В этот раз не повезло по всем фронтам. Ноутбук умер, на руках не было ни чтения, ни кино. Все, с кем он был на конференции, улетели на джете за час до гибели ноутбука. Предстояло несколько часов поскучать и, может быть, попробовать вздремнуть.
Его ряд был пуст. Прямо за ним сидели две женщины, одна почти девочка, вторая явно старше. Перед посадкой Стас не успел разглядеть их лица. Если бы молодая девушка была одна, он наверняка попробовал бы с ней познакомиться. Почему нет?
Сразу стало понятно, что старшая женщина недовольна, а младшая над ней подшучивает.
— Твой отец, как назло мне, второй раз отправляет нас вместе в поездку, где тебе раздолье, а мне девать себя некуда, никаких культурных ценностей, никакого интеллектуального общества, слава богу, не запрещает книги с собой брать.

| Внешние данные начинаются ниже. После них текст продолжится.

PR #4751, opened 2022-09-28
feat: adds a create combo key cli command for wallet

jorgeantonio21:
Description
---
Adds a `create_combo_key` method to wallet. The main goal is to allow the user to create a new pair of (secret key, public key), by passing in a given string value.

Motivation and Context
---
Wallet needs a terminal command to create a new public key and secret key from the key manager service.
This key needs to be created based on a provided string seed and send back to the user. 

The key manager service derives a key based on the string and the master seed of the wallet. We need to add this seed string as a branch on the local instance of the key manager and then we can track if the user asks for the key twice.

The current command is needed in order to as a firs step to execute an m-of-n multi-party script payment protocol. See [here](https://demo.hedgedoc.org/rgLUGP_YRiGKjKkgehiG4w#Step-2) and [here](https://demo.hedgedoc.org/0Lb9sKovSb-ct3g3E4A-9A?view) for more details.

How Has This Been Tested?
---
Unit tests


base_layer/wallet/src/key_manager_service/handle.rs
```diff
@@ -73,6 +79,20 @@ where TBackend: KeyManagerBackend + 'static
...
+            .write()
+            .await
+            .add_key_manager_branch(key_seed.clone())?;
+
+        let next_key = self.get_next_key(key_seed).await?;
+        let sk = next_key.key.clone();
+        let pk = next_key.to_public_key();
+        // (*self.key_manager_inner).read().await.get_next_key(branch).await;
+
+        Ok(KeyComboPair { sk, pk })
```
SWvheerden: I would just return a tuple here (Secret,Public)

applications/tari_console_wallet/src/automation/commands.rs
```diff
@@ -637,6 +655,15 @@ pub async fn command_runner(
                     Err(e) => eprintln!("BurnTari error! {}", e),
                 }
             },
+            CreateKeyCombo(args) => match create_key_combo(key_manager_service.clone(), args.key_seed).await {
+                Ok(KeyComboPair { sk, pk }) => {
+                    debug!(
```
SWvheerden, line 660:
```suggestion
                    println!(
```

SWvheerden:
```suggestion
                    println!(
```

can change more than a single line with the suggestion.

base_layer/wallet/src/key_manager_service/handle.rs
jorgeantonio21: Refactored, thanks !

applications/tari_console_wallet/src/automation/commands.rs
jorgeantonio21: Great, slipped my fingers !

applications/tari_console_wallet/src/automation/commands.rs
```diff
@@ -637,6 +649,17 @@ pub async fn command_runner(
                     Err(e) => eprintln!("BurnTari error! {}", e),
                 }
             },
+            CreateKeyCombo(args) => match create_key_combo(key_manager_service.clone(), args.key_seed).await {
+                Ok((sk, pk)) => {
+                    println!(
+                        "create new key combo pair: 
+                                1. secret key: {:?}, 
+                                2. public key {:?}",
+                        sk, pk
```
SWvheerden:
```suggestion
                        sk.to_hex(),pk.to_hex()
```

jorgeantonio21: Definitely ! Thanks

base_layer/wallet/src/key_manager_service/handle.rs
```diff
@@ -73,6 +73,20 @@ where TBackend: KeyManagerBackend + 'static
...
+    async fn create_key_combo(&self, key_seed: String) -> Result<(PrivateKey, PublicKey), KeyManagerServiceError> {
+        (*self.key_manager_inner)
+            .write()
+            .await
+            .add_key_manager_branch(key_seed.clone())?;
+
+        let next_key = self.get_next_key(key_seed).await?;
+        let sk = next_key.key.clone();
+        let pk = next_key.to_public_key();
+        // (*self.key_manager_inner).read().await.get_next_key(branch).await;
```
SWvheerden:
```suggestion
```

infrastructure/tari_script/Cargo.toml
```diff
@@ -21,6 +21,4 @@ serde = "1.0.136"
 sha2 = "0.9"
 sha3 = "0.9"
 thiserror = "1.0.30"
-
-[dev-dependencies]
```
SWvheerden: Why has this been removed?

applications/tari_console_wallet/src/automation/commands.rs
```diff
@@ -139,6 +140,16 @@ pub async fn burn_tari(
         .map_err(CommandError::TransactionServiceError)
 }
 
+pub async fn create_key_combo<TBackend: KeyManagerBackend + 'static>(
```
sdbondi: A better name for this feature is "create key pair"

base_layer/wallet/src/key_manager_service/handle.rs
jorgeantonio21: Removed, thanks :)

infrastructure/tari_script/Cargo.toml
jorgeantonio21: We are now in need of the `rand` library on `[dependencies]`', but can add it to `[dev-dependencies]` as well.

applications/tari_console_wallet/src/automation/commands.rs
jorgeantonio21: Definitely agreed, I changed it accordingly.

infrastructure/tari_script/Cargo.toml
SWvheerden: cool, github does not show that only the rand lib is left.

applications/tari_console_wallet/src/automation/commands.rs
```diff
@@ -637,6 +649,18 @@ pub async fn command_runner(
                     Err(e) => eprintln!("BurnTari error! {}", e),
                 }
             },
+            CreateKeyPair(args) => match create_key_pair(key_manager_service.clone(), args.key_seed).await {
```
sdbondi: The extra function seems unnecessary. I would also name the arg `key_branch` or `branch_name`
```suggestion
            CreateKeyPair(args) => match key_manager_service.create_key_pair(args.key_branch).await {
```

base_layer/wallet/src/key_manager_service/handle.rs
```diff
@@ -73,6 +73,19 @@ where TBackend: KeyManagerBackend + 'static
         (*self.key_manager_inner).write().await.apply_encryption(cipher)
     }
 
+    async fn create_key_pair(&self, key_seed: String) -> Result<(PrivateKey, PublicKey), KeyManagerServiceError> {
+        (*self.key_manager_inner)
```
sdbondi: nit: I know this is copied from other parts of the code, but there is no need to explicitly dereference an Arc when using the `.` operator
```suggestion
        self.key_manager_inner
```

base_layer/wallet/src/key_manager_service/handle.rs
```diff
@@ -73,6 +73,19 @@ where TBackend: KeyManagerBackend + 'static
...
+            .write()
+            .await
+            .add_key_manager_branch(key_seed.clone())?;
```
sdbondi: I think using the key seed as a branch exposes the key seed in cleartext in the db
Oh I see, `key_seed` is the branch name. A key seed sounds like it is the seed words or some secret data. Perhaps change this to `branch: T where T: Into<String>` as used in other parts of the code.

applications/tari_console_wallet/src/automation/commands.rs
```diff
@@ -637,6 +649,18 @@ pub async fn command_runner(
...
+                Ok((sk, pk)) => {
+                    println!(
+                        "create new key combo pair: 
+                                1. secret key: {}, 
+                                2. public key {}",
+                        sk.to_hex(),
+                        pk.to_hex()
```
sdbondi: The secret string is left unzeroed after it is dropped.
I think the following works:
```suggestion
                    println!(
                        "create new key combo pair: 
                                1. secret key: {}, 
                                2. public key {}",
                        Zeroizing::new(sk.to_hex()),
                        pk.to_hex()
```

applications/tari_console_wallet/src/automation/commands.rs
```diff
@@ -637,6 +649,18 @@ pub async fn command_runner(
                     Err(e) => eprintln!("BurnTari error! {}", e),
                 }
             },
+            CreateKeyPair(args) => match create_key_pair(key_manager_service.clone(), args.key_seed).await {
+                Ok((sk, pk)) => {
+                    println!(
+                        "create new key combo pair: 
+                                1. secret key: {}, 
+                                2. public key {}",
```
sdbondi: nit:
```suggestion
                        "New key pair: 
                                secret key: {}, 
                                public key: {}",
```

sdbondi (commented):
LGTM, some minor comments

base_layer/wallet/src/key_manager_service/handle.rs
hansieodendaal: Agreed

hansieodendaal:
**Nit:** 

I fail to understand the use case here?

>The key manager service derives a key based on the string and the master seed of the wallet. We need to add this seed string as a branch on the local instance of the key manager and then we can track if the user asks for the key twice.

base_layer/wallet/src/key_manager_service/handle.rs
delta1: This seems like something clippy should be able to catch

jorgeantonio21: Definitely, I see some other parts of the code in which this is also the case. Should these be addressed @sdbondi ? Thanks for the catch :)

@delta1, maybe because the types of `self.key_manager_inner` and `(*self.key_manager_inner)` are distinct ?

applications/tari_console_wallet/src/automation/commands.rs
jorgeantonio21: Much better ! Thanks

base_layer/wallet/src/key_manager_service/handle.rs
jorgeantonio21: Refactor accordingly :)

applications/tari_console_wallet/src/automation/commands.rs
jorgeantonio21: Great ! Actually `Zeroizing` does not implement the `Display` trait, add to refactor line `656` to use `{:?}`.

applications/tari_console_wallet/src/automation/commands.rs
jorgeantonio21: Much better :)

base_layer/wallet/src/key_manager_service/handle.rs
sdbondi: yeah I would vote for clippy catching these, but until then, not important at all to change this (nit) feel free to leave as is and resolve.

applications/tari_console_wallet/src/automation/commands.rs
sdbondi: Bummer, cant use debug format as that wont print out anything useful to the user.

Actually, you can do this because Zeroizing implements `Deref<T>`
`*Zeroizing::new(sk.to_hex())`

base_layer/wallet/src/key_manager_service/handle.rs
```diff
@@ -73,6 +73,22 @@ where TBackend: KeyManagerBackend + 'static
         (*self.key_manager_inner).write().await.apply_encryption(cipher)
     }
 
+    async fn create_key_pair<T: Clone + Into<String> + Send>(
```
sdbondi:
```suggestion
    async fn create_key_pair<T: Into<String> + Send>(
```

base_layer/wallet/src/key_manager_service/handle.rs
```diff
@@ -73,6 +73,22 @@ where TBackend: KeyManagerBackend + 'static
...
+        &self,
+        branch: T,
+    ) -> Result<(PrivateKey, PublicKey), KeyManagerServiceError> {
+        self.key_manager_inner
+            .write()
+            .await
+            .add_key_manager_branch(branch.clone().into())?;
```
sdbondi: You won't need to clone this, into returns an owned String
```suggestion
            .add_key_manager_branch(branch.into())?;
```

applications/tari_console_wallet/src/automation/commands.rs
```diff
@@ -637,6 +640,18 @@ pub async fn command_runner(
                     Err(e) => eprintln!("BurnTari error! {}", e),
                 }
             },
+            CreateKeyPair(args) => match key_manager_service.create_key_pair(args.key_branch).await {
+                Ok((sk, pk)) => {
+                    println!(
+                        "New key pair: 
+                                1. secret key: {:?}, 
+                                2. public key: {}",
+                        Zeroizing::new(sk.to_hex()),
```
sdbondi:
```suggestion
                                1. secret key: {}, 
                                2. public key: {}",
                        *Zeroizing::new(sk.to_hex()),
```

infrastructure/tari_script/Cargo.toml
sdbondi: I don't see any code changes that require rand as a dependency, I think the dev-dependency can be re-added?

base_layer/wallet/src/key_manager_service/handle.rs
sdbondi: Scratch that, I didnt see that you use the branch name below :)

jorgeantonio21: We need to clone the `branch` value, as we use it in line `85`. Better to clone it as a `String` as you suggested !

sdbondi (approved):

— Которые я и таскаю, не утруждать же пожилую женщину.
— Не хами.
— Хорошо, в общем, таскаю их я. В прошлый раз твой сын отправлял нас в Рим и Милан, вот уж культурных ценностей было вдоволь.
— Но ты таскалась по магазинам и клубам, а не со мной по музеям.
«Бабушка и внучка», — с интересом подумал Линькович. Они явно ссорились. Аудиоспектакль мог стать отличной заменой чтению и кино. Линькович махнул рукой стюардессе, чтобы она плеснула ему коньячку, отдыхать надо было со вкусом.
Бокал коньяка и недосып, наложившийся на взлет, вырубили его на несколько минут. Когда Стас проснулся, дискуссия сзади набирала обороты.
— Твой отец всегда смотрел в рот моему мужу, явно был папин сын. А твой дед…
— Он мне нравился.
— Представь себе и мне тоже, я его очень любила, даже когда выгнала, вот он меня, наверное, нет.
— И так прожили почти тридцать лет?
— Да, так бывает, один целует, а другой — подставляет щеку… Так вот, твой дед всегда не ладил с моим отцом. Комплексовал из-за того, что он нищий переводчик, а мой отец занимает важный пост в горкоме. У него мечта была стать самодостаточным, если не по должности, то хотя бы в деньгах. Перестройка его с толку и сбила окончательно. А вместе с ним и твоего папу.
Женщины замолчали. Стас понял, что когда-то слышал эти голоса, один — так точно. Однако встать и разглядывать лица посчитал неудобным. После ужина, решил он, встану как бы размять ноги и посмотрю на них.
— Твой сын не напоминает мне человека, сбитого с толку.
— «Твой сын», он отец тебе вообще-то.
— Что он сделал, кроме того, что писькой пошерудил?
— Даша!..
— Хорошо, прости, прости, отчим у меня был настоящий, хороший, добрый, маме с ним было отлично, я помню, как она убивалась, когда он умер так по-дурацки, а твой сын — ну, кроме совсем детских воспоминаний, ну ни фига. Пузатая фикция, хорошо, что при бабках.
— Он не жадный, это правда.
— Ну может быть, еще и веселый когда-то был, но в последнее время прямо лопается от важности, страна на нем, то-то страна такое говно.
— Я хотела, чтобы он другими вещами занимался.
— Живописью и пением?
— Какая ты остроумная. Наукой. Или журналистикой. Или чем-то еще нравственным. А от его нынешней работы меня тошнит.
— Вот как раз питание несут, всем будет весело, если стошнит.
— Даша!..
Стас так и не успел понять отношение Ивана Георгиевича к его занятиям. Наверное, было по душе то, что явно успешно, суть — наверное, нет. Не хватило откровенных разговоров, но как подгадать, как понять, что отец готов общаться? Неожиданная посиделка под футбол так и осталась единственным в своем роде событием. Хотя отношения после этого потеплели. Отец стал понемногу принимать помощь.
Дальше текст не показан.